**REQUIREMENT**.
Whenever a line carries the word "routed", pull it out of the entries.

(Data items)
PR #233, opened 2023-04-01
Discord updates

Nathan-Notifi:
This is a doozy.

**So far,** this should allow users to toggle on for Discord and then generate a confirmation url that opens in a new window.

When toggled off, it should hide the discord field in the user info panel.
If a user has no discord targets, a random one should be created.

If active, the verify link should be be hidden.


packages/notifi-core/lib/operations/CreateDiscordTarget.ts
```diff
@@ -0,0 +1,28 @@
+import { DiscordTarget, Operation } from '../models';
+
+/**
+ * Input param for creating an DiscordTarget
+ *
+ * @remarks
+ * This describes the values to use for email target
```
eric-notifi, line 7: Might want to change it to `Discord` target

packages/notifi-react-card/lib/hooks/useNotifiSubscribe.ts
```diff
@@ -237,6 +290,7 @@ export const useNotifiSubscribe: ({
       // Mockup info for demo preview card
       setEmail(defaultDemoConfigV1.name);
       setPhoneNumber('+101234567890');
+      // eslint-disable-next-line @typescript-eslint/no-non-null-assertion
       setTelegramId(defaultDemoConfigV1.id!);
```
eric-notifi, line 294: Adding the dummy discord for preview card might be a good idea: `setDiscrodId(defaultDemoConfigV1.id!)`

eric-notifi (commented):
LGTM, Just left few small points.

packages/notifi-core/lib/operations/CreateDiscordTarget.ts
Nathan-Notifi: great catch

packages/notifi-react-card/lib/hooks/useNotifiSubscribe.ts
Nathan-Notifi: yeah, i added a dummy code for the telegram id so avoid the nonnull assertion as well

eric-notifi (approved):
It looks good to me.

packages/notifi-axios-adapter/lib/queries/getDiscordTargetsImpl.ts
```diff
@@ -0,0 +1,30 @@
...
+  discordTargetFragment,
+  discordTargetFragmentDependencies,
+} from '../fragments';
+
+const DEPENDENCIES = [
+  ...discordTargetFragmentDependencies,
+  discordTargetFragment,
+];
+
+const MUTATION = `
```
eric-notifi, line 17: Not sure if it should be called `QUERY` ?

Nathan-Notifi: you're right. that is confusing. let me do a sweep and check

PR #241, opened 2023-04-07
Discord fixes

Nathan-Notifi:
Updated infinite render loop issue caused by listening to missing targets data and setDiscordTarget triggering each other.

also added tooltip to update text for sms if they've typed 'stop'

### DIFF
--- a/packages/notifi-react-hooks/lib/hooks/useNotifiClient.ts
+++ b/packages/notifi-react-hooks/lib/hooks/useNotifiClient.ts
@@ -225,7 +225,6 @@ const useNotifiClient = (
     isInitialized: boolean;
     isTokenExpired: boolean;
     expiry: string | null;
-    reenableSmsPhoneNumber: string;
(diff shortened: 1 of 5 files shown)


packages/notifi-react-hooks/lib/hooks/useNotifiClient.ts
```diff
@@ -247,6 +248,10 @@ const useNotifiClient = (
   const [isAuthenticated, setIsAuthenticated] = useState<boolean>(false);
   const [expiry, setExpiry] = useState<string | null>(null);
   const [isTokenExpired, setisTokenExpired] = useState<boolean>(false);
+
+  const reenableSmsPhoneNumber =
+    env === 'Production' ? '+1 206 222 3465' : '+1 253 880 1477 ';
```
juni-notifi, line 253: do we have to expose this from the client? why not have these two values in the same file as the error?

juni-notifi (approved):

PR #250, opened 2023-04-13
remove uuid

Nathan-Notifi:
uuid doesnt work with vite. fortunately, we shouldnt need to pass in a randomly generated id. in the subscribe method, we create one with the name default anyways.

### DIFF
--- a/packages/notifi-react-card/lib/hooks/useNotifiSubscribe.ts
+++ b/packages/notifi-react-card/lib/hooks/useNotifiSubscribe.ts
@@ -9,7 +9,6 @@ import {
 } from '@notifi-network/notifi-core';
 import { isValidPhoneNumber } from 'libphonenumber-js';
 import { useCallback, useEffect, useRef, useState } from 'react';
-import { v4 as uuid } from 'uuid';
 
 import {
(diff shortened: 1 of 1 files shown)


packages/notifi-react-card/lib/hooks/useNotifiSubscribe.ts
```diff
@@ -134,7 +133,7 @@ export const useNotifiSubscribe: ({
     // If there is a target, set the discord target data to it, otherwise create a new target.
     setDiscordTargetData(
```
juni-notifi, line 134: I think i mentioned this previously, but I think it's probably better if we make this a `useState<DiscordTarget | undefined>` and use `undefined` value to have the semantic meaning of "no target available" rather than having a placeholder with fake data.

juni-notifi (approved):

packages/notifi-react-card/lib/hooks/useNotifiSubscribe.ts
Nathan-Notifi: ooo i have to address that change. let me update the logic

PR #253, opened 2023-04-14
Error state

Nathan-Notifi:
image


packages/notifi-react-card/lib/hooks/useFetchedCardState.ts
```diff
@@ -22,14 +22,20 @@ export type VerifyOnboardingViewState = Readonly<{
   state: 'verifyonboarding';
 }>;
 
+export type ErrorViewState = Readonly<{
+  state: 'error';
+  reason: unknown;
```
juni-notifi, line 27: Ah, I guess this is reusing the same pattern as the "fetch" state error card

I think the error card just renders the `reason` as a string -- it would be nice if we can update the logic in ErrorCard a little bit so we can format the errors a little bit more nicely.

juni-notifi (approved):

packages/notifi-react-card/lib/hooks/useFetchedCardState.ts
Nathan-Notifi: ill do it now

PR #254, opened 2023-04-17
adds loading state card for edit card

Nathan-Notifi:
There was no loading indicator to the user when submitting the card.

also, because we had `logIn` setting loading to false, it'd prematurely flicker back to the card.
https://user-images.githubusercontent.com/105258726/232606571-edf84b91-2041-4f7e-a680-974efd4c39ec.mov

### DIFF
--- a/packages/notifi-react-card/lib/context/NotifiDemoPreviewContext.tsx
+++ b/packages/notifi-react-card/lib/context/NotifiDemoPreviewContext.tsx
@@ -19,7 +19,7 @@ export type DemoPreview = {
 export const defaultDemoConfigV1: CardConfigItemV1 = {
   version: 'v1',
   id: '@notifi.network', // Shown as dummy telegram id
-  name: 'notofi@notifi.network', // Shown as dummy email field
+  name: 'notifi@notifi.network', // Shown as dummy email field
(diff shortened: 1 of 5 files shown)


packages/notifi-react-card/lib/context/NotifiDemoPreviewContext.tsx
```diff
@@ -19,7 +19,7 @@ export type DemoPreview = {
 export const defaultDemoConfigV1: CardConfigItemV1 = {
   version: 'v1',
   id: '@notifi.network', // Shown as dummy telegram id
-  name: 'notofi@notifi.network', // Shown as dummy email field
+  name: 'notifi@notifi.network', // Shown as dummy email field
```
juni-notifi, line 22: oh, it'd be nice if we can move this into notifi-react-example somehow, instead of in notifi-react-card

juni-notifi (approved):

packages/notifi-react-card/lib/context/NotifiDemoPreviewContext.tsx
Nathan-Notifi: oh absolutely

---

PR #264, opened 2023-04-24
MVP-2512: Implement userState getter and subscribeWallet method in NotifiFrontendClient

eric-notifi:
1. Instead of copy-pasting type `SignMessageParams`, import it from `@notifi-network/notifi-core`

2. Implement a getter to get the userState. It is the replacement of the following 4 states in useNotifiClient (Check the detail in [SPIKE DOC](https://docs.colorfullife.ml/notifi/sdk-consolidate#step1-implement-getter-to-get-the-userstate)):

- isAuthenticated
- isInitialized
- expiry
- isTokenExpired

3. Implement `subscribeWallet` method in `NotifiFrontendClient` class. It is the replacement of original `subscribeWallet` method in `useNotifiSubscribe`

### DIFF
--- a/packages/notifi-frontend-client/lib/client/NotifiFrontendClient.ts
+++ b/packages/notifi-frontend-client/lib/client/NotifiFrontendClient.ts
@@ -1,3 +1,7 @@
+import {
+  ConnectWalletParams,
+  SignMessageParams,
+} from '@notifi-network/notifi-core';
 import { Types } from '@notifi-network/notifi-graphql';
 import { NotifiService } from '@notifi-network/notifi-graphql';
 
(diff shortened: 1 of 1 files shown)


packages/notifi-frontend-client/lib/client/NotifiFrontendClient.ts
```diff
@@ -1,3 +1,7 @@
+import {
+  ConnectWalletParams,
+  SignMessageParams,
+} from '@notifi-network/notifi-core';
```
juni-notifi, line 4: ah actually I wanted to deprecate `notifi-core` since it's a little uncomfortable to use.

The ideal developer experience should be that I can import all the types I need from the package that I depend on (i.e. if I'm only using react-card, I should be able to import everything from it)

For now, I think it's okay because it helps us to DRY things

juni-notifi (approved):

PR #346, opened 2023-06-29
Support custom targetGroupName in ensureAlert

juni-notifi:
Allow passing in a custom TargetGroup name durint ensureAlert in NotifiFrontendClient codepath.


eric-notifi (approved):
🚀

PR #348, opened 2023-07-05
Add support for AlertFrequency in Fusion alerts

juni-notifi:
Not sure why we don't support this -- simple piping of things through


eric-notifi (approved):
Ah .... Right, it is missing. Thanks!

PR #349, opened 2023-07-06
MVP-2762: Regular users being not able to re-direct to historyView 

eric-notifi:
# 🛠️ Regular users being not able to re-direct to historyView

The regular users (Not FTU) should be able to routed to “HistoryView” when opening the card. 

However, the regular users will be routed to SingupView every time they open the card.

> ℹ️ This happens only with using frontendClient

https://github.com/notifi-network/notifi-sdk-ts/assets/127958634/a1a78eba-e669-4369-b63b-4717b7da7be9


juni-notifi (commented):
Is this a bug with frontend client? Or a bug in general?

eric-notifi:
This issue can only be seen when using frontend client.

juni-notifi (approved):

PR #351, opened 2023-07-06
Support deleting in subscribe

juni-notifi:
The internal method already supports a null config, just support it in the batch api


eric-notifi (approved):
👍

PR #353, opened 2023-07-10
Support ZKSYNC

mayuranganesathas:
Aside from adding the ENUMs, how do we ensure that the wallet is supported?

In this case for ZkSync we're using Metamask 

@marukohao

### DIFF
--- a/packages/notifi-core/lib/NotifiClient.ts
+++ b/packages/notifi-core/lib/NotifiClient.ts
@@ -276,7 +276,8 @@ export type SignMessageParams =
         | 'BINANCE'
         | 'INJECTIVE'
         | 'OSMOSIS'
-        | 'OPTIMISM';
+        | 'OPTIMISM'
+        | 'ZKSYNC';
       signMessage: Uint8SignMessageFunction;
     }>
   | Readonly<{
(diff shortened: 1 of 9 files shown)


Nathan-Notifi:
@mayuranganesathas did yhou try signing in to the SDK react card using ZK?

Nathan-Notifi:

**ANSWER FOR THE TASK**.
The regular users (Not FTU) should be able to routed to “HistoryView” when opening the card. 
However, the regular users will be routed to SingupView every time they open the card.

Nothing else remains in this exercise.